We Need ‘Lady Cops’ Stat!

7:40 a.m. A man was found slumped over in Kalispell. Initially law enforcement thought the man was drunk but it turns out he had just dozed off sober.

8:12 a.m. A Kalispell man called law enforcement to report that his neighbor’s cow could gain a few pounds. Animal control swung by and found that the cow was perfectly healthy.

8:21 a.m. Someone was screaming at their baby in Somers.

8:48 a.m. A Whitefish resident reported someone sitting in the bushes.

9:19 a.m. A man was walking down the street with a jacket, combat boots and no pants.

9:20 a.m. A Martin City dog bit its owner.

10:49 a.m. A Bigfork resident reported that a computer has been sitting on the side of the road for the last four days. Although the computer has been there for nearly a week not bothering anyone, the caller is concerned that it will somehow become a traffic hazard.

11:20 a.m. The theme of abandoned electronics continued when a Kalispell man getting his morning paper reported seeing electronics strewn about the neighborhood, including computer screens and CD players.

12:09 p.m. Someone threw a rock at a window.
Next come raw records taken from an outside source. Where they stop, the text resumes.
PR #796, opened 2021-11-16
Completed Precourse 1 - Please review

SaiGowtham-11:


main.cpp
```diff
@@ -0,0 +1,93 @@
+#include <iostream>
```
manojvarmarudraraju, line 1: To avoid O(n) iterations over the linked list for append function try to maintain tail pointer as well, so U can append in O(1)

manojvarmarudraraju (commented):
Good job, please try the other problems as well

manojvarmarudraraju:
Good job, please try the other problems as well

PR #805, opened 2021-11-17
Completed pre-course 1 exercises.

Yadnesh-Kulkarni:
Assuming that each function will have a different runtime, Time Complexity of each function has been mentioned separately.


brunda4:
Good Work!

PR #908, opened 2021-12-27
Added precourse 1 solutions

0v14:


sanjayvarma199 (commented):
Good Job !! Also Please try to perform stack operations without using internal operations of list like "pop" may be you can use a counter to keep track of all pop, peek, push operations.

sanjayvarma199:
Good Job !! Also Please try to perform stack operations without using internal operations of list like "pop" may be you can use a counter to keep track of all pop, peek, push operations.

PR #930, opened 2022-01-21
Precourse1 completed - Please review

amishpapneja:


keshav-Gupta-IS (commented):
In your implementation of stack as a linkedlist if you see your peek function you should also check if the list is empty or not. If it is empty then you should return -1.

keshav-Gupta-IS:
In your implementation of stack as a linkedlist if you see your peek function you should also check if the list is empty or not. If it is empty then you should return -1.

PR #931, opened 2022-01-21
PreCourse1 completed. Please Review.

svkhare:


keshav-Gupta-IS (commented):
In your implementation of stack and stack as linkedlist In your peek function you should check whether stack is empty or not before returning a value.

keshav-Gupta-IS:
In your implementation of stack and stack as linkedlist In your peek function you should check whether stack is empty or not before returning a value.

PR #952, opened 2022-01-29

Renali01:


Exercise_1.java
```diff
@@ -1,46 +1,85 @@
+import java.util.EmptyStackException;
+
+import org.w3c.dom.ls.LSException;
+
+// Time Complexity : O(1)
+// Space Complexity : O(n)
+// Did this code successfully run on Leetcode : N/A, worked on test cases
+// Any problem you faced while coding this : throw EmptyStackException instead of returning 0 - is this correct?
+
```
shrivatsav, line 9: IMO, for this problem it is acceptable but ideally, it would have been specified what should be returned ( maybe `null` ).

LinkedList.java
```diff
@@ -1,10 +1,18 @@
-import java.io.*; 
+import java.io.*;
+import java.net.http.HttpHeaders; 
+
+// Time Complexity : O(n)
+// Space Complexity : O(n)
+// Did this code successfully run on Leetcode : N/A - worked with different test cases, but only after proceeding failed build - what could be the problem here?
```
shrivatsav, line 6: Please elaborate more on the issue with logs / sample test case which raised this specific issue.

LinkedList.java
```diff
@@ -1,10 +1,18 @@
-import java.io.*; 
+import java.io.*;
+import java.net.http.HttpHeaders; 
+
+// Time Complexity : O(n)
+// Space Complexity : O(n)
+// Did this code successfully run on Leetcode : N/A - worked with different test cases, but only after proceeding failed build - what could be the problem here?
+// Any problem you faced while coding this : line 55 - question: return type is LinkedList, how would we return by head?
```
shrivatsav, line 7: `head` would be pointing to the first node of the LinkedList and it is being asked to return the first node of the list after appending.

StackAsLinkedList.java
```diff
@@ -0,0 +1,105 @@
+// Time Complexity : O(n)
+// Space Complexity : O(n)
+// Did this code successfully run on Leetcode : N/A, work with test cases
+// Any problem you faced while coding this : N/A
+
```
shrivatsav, line 5: Good Work! Try to implement this using O(1) time and space complexity preserving the Stack rules.

shrivatsav (commented):
Good Work!

shrivatsav:
Good Work!

PR #959, opened 2022-02-07
Precourse-1 completed

kbaibhav:


Exercise_2.java
```diff
@@ -1,38 +1,67 @@
-public class StackAsLinkedList { 
+// Time Complexity :
+    //Push: O(1)
+    //Pop: O(n)
+    //peek: O(1)
+// Space Complexity : O(n)
```
shrivatsav, line 5: Good Work! Please try O(1) solution for `pop` operation as well.

shrivatsav (commented):
Good Work!

Exercise_2.java
kbaibhav: I don't know how to do that in singly linked list. It can be achieved in doubly linked list. Please help me with solution

shrivatsav: Please try to push new items and pop items from the `head` of the stack. This will be O(1).

kbaibhav: Got it thanks, updated the code.

PR #1026, opened 2022-03-24
Precourse1 completed please review

Ramya269:


Exercise_1.py
```diff
@@ -1,24 +1,41 @@
+#Time Complexity : O(1)
```
manojvarmarudraraju, line 1: Also try with static array

manojvarmarudraraju:
Good job!!

PR #1070, opened 2022-04-23
commited precourse1 problems in python

Charishma090619999:
Please review


meghasn (commented):
Good Job! Add TC and SC for exercise 1 and 2 also

meghasn:
Good Job! Add TC and SC for exercise 1 and 2 also

PR #192, opened 2018-03-27
fix(license): switch from MIT to Apache 2.0

thallada:
I noticed that we don't have a LICENSE file and that the [MIT](https://tldrlegal.com/license/mit-license) license is specified in the `package.json`.

I think that [Apache 2.0](https://tldrlegal.com/license/apache-license-2.0-(apache-2.0)) is preferred at edX for libraries that have a broad interest which we want other developers to use, see: https://openedx.atlassian.net/wiki/spaces/OPEN/pages/13959332/Licensing

I made this a `fix` so that semantic version will update the patch version for this change in case. If someone is already using this library and for whatever reason cannot comply with the Apache license then they can pin to the version of Paragon before this change.

FYI: @nedbat

### DIFF
--- a/LICENSE
+++ b/LICENSE
@@ -1,0 +1,177 @@
+
+                                 Apache License
+                           Version 2.0, January 2004
+                        http://www.apache.org/licenses/
+
+   TERMS AND CONDITIONS FOR USE, REPRODUCTION, AND DISTRIBUTION
+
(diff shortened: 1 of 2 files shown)


jaebradley:
Nit: I think the SPDX identifier for Apache 2.0 is Apache-2.0

PR #193, opened 2018-03-28
docs(inputtext): include type property

arizzitano:


src/InputText/README.md
```diff
@@ -6,3 +6,6 @@ Provides an input component called InputText that gives users a reusable input f
 
 ### `inputProps` (view asInput component for details)
 `inputProps` specifies all of the properties that are necessary from the included `asInput` component.  Please see details for input requirements within that component. 
+
+### `type` (string; optional)
+`type` specifies the `type` attribute to apply to the input field. For this component, valid types include `text` (default) or `password`.
```
thallada: Nit: I could see this being misread as `text` and `password` are the only valid options. Maybe you could link the full list of options here: https://developer.mozilla.org/en-US/docs/Web/HTML/Element/input#Form_%3Cinput%3E_types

1:03 p.m. A man was very upset about robo calls.

1:41 p.m. Some local parents were concerned that their son was trying to buy drugs in Great Falls.

1:59 p.m. A Kila resident reported that “Bruce and his friends” were stockpiling explosives and doing some “real Project 7 type stuff,” a reference to an anti-government paramilitary group that declared war on the sheriff’s office in the early 2000s.

2:36 p.m. A Flathead County man called police because his friend has “gone nuts!”

3 p.m. Someone was accused of being a “big baby” and was dared to “call the cops” about it.

4:29 p.m. A Kalispell man called 911 because he had “an emergency” and he needed some “lady cops” to respond immediately.